[Saved entries]
----

PR #185, opened 2015-10-04
Update ScreamingData

ZephireNZ:
This updates ScreamingData with the following:

- Extends `AbstractEntitySingleDataProcessor` for simpler processor
- Supplies itself as a vanilla manipulator for endermen
- Keep the `ImmutableValue` for `ImmutableScreamingData`

### DIFF
--- a/src/main/java/org/spongepowered/common/data/processor/data/entity/ScreamingDataProcessor.java
+++ b/src/main/java/org/spongepowered/common/data/processor/data/entity/ScreamingDataProcessor.java
@@ -24,27 +24,25 @@
  */
 package org.spongepowered.common.data.processor.data.entity;
 
-import com.google.common.collect.ImmutableMap;
 import net.minecraft.entity.monster.EntityEnderman;
-import org.spongepowered.api.data.DataContainer;
 import org.spongepowered.api.data.DataHolder;
 import org.spongepowered.api.data.DataTransactionBuilder;
 import org.spongepowered.api.data.DataTransactionResult;
-import org.spongepowered.api.data.key.Key;
 import org.spongepowered.api.data.key.Keys;
 import org.spongepowered.api.data.manipulator.immutable.entity.ImmutableScreamingData;
 import org.spongepowered.api.data.manipulator.mutable.entity.ScreamingData;
+import org.spongepowered.api.data.value.immutable.ImmutableValue;
+import org.spongepowered.api.data.value.mutable.Value;
 import org.spongepowered.common.data.manipulator.mutable.entity.SpongeScreamingData;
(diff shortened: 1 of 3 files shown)


ZephireNZ:
Once I get Sponge actually building in my IDE, I'll get a test case up for this... -_-

src/main/java/org/spongepowered/common/data/builder/manipulator/mutable/entity/ScreamingDataBuilder.java
```diff
@@ -55,8 +52,8 @@ public ScreamingData create() {
 
     @Override
     public Optional<ScreamingData> createFrom(DataHolder dataHolder) {
-        if (dataHolder.supports(Keys.IS_SCREAMING)) {
-            return Optional.<ScreamingData>of(new SpongeScreamingData(dataHolder.get(Keys.IS_SCREAMING).get()));
+        if (dataHolder instanceof EntityEnderman) {
```
Grinch: I don't think it should be restricted to just enderman. While they are the only ones that have this at the moment it'd be nice to be able to use this a mod-added entity that may have this tag.

gabizou: Yes, but at the same time, this isn't actually used anywhere since `DataProcessor`s are usually how you'll get the data.

gabizou:
@ZephireNZ Could you rebase the changes? I'm honestly unsure as to what is supposed to actually change since #209 was merged.

ZephireNZ:
@gabizou, merged/rebased :)

gabizou:
@ZephireNZ rebase to remove the merge commits, they're a pita to deal with with the amount of merges.

ZephireNZ:
Fair enough, there we are

src/main/java/org/spongepowered/common/data/processor/data/entity/ScreamingDataProcessor.java
```diff
@@ -53,29 +51,23 @@ protected ScreamingData createManipulator() {
...
+    protected Optional<Boolean> getVal(EntityEnderman entity) {
+        return Optional.of(entity.isScreaming());
     }
 
     @Override
-    public Optional<ScreamingData> fill(DataContainer container, ScreamingData screamingData) {
-        screamingData.set(Keys.IS_SCREAMING, DataUtil.getData(container, Keys.IS_SCREAMING));
-        return Optional.of(screamingData);
+    protected ImmutableValue<Boolean> constructImmutableValue(Boolean value) {
+        return new ImmutableSpongeValue<>(Keys.IS_SCREAMING, false, value);
```
gabizou: Just for future reference, this should be cached.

----

Problem to work on:
The reply should consist solely of the lines above from the one that has "-import org.spongepowered.api.data.DataContainer;" through the one that has "-import org.spongepowered.api.data.key.Key;", reproduced exactly.

Expected answer:
-import org.spongepowered.api.data.DataContainer;
 import org.spongepowered.api.data.DataHolder;
 import org.spongepowered.api.data.DataTransactionBuilder;
 import org.spongepowered.api.data.DataTransactionResult;
-import org.spongepowered.api.data.key.Key;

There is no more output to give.